[Stored data]
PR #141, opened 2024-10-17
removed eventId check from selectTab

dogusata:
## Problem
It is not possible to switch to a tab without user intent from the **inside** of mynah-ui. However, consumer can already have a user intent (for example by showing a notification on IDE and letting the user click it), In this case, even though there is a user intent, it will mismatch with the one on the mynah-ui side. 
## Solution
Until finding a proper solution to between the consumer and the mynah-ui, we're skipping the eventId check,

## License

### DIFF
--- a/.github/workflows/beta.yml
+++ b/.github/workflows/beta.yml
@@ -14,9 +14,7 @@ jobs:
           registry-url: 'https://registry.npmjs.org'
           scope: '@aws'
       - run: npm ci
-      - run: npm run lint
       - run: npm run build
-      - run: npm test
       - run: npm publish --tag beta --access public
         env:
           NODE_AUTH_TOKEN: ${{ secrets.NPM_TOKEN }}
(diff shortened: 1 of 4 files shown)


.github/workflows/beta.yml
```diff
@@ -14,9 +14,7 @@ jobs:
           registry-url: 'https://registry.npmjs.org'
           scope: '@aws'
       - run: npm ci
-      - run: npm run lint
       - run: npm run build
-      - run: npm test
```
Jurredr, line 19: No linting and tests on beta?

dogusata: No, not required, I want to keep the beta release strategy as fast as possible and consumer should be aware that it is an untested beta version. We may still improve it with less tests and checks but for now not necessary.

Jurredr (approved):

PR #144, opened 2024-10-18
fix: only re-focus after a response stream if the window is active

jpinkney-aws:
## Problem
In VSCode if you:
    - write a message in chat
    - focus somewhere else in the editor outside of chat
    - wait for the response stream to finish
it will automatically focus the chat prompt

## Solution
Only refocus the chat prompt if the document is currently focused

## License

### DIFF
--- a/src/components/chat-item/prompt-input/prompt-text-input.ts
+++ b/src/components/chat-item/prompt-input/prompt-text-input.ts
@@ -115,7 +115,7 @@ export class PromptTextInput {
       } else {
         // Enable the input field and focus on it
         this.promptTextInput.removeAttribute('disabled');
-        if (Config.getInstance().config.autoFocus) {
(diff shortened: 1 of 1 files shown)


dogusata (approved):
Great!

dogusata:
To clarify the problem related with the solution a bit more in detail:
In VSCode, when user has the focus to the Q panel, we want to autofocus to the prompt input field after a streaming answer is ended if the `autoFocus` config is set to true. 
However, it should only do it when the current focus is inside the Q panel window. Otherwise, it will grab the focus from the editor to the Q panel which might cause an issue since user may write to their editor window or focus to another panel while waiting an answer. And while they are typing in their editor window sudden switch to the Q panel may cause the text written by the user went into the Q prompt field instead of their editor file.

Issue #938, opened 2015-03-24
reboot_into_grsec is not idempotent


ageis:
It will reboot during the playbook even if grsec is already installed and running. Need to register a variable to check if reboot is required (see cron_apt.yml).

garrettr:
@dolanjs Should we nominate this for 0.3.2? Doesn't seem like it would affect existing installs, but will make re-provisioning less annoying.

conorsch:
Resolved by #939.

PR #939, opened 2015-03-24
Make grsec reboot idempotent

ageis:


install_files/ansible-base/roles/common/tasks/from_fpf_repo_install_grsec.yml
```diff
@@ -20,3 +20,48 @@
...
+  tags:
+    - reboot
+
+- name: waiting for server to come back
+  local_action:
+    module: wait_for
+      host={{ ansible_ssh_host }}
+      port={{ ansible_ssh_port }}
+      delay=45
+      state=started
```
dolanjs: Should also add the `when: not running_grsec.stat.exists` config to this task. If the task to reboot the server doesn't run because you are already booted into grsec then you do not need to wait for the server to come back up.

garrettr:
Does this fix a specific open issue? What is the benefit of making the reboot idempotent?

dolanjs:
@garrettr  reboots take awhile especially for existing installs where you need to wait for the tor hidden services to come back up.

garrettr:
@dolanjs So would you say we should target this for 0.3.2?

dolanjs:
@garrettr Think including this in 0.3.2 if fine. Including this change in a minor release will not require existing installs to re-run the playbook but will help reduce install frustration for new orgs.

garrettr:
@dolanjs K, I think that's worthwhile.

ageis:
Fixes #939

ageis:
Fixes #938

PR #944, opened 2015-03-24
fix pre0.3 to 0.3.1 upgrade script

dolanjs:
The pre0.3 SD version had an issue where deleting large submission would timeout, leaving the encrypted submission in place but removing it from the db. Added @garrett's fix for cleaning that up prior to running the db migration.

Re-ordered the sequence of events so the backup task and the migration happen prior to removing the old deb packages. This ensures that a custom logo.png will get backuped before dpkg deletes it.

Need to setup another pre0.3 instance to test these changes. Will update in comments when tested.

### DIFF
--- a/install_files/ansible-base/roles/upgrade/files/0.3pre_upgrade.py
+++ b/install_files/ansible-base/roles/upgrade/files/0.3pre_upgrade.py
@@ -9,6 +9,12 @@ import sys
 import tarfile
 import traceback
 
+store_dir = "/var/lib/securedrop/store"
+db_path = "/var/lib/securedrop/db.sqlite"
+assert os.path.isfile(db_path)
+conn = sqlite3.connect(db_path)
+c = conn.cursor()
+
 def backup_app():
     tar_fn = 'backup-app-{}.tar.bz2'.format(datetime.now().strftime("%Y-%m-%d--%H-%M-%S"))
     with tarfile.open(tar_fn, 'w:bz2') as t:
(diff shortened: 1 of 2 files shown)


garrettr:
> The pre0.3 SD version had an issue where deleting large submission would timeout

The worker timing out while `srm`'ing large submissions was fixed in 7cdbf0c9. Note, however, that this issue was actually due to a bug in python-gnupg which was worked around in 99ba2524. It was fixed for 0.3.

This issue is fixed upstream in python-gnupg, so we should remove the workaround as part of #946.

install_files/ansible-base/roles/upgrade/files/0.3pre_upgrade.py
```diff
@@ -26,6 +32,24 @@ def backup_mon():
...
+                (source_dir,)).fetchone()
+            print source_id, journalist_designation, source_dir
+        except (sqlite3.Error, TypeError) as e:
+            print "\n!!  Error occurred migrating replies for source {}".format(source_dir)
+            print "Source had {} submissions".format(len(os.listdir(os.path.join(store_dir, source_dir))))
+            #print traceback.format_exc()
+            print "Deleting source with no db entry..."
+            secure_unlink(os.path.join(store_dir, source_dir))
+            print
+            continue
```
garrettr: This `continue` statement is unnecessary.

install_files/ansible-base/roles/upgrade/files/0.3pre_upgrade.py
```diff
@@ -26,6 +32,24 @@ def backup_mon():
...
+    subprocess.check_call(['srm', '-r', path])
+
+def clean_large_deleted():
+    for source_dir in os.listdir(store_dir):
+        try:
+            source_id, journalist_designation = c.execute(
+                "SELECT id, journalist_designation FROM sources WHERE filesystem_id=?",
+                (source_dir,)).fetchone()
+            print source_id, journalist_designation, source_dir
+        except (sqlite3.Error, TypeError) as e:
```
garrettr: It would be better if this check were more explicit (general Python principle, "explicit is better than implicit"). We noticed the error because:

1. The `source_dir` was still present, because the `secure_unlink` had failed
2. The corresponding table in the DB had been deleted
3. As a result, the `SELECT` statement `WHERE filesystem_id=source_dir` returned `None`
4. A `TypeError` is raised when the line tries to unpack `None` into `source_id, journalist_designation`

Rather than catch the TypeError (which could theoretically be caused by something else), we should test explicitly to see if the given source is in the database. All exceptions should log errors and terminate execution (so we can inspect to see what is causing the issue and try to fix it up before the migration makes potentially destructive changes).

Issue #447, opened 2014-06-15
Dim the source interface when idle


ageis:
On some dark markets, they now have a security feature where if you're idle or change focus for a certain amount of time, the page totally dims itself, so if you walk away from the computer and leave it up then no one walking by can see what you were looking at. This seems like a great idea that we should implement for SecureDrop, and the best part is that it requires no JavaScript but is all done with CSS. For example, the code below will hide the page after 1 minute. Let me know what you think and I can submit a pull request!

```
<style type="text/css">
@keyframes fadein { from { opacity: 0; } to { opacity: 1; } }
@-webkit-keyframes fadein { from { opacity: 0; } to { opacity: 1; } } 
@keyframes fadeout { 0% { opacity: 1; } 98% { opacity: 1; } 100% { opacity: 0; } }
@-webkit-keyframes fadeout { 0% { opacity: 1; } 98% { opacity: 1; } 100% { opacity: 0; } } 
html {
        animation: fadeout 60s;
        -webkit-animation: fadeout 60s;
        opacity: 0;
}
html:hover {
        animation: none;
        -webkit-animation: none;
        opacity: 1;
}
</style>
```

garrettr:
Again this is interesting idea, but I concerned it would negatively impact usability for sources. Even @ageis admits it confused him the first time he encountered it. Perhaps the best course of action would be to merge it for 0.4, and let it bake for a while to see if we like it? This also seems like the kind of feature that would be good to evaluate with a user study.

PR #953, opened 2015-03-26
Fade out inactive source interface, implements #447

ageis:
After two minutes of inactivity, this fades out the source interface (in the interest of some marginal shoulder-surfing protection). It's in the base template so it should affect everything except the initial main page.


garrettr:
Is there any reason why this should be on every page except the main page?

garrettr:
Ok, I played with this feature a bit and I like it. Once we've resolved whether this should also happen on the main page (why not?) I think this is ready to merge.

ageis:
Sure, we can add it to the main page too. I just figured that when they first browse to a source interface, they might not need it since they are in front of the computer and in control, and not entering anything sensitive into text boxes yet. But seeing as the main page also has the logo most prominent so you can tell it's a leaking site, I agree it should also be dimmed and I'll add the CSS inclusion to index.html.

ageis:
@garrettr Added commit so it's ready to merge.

TASK TO COMPLETE – When a line in the data holds the word "listdir", show that line.

WRITTEN REPLY –
+            print "Source had {} submissions".format(len(os.listdir(os.path.join(store_dir, source_dir))))
+    for source_dir in os.listdir(store_dir):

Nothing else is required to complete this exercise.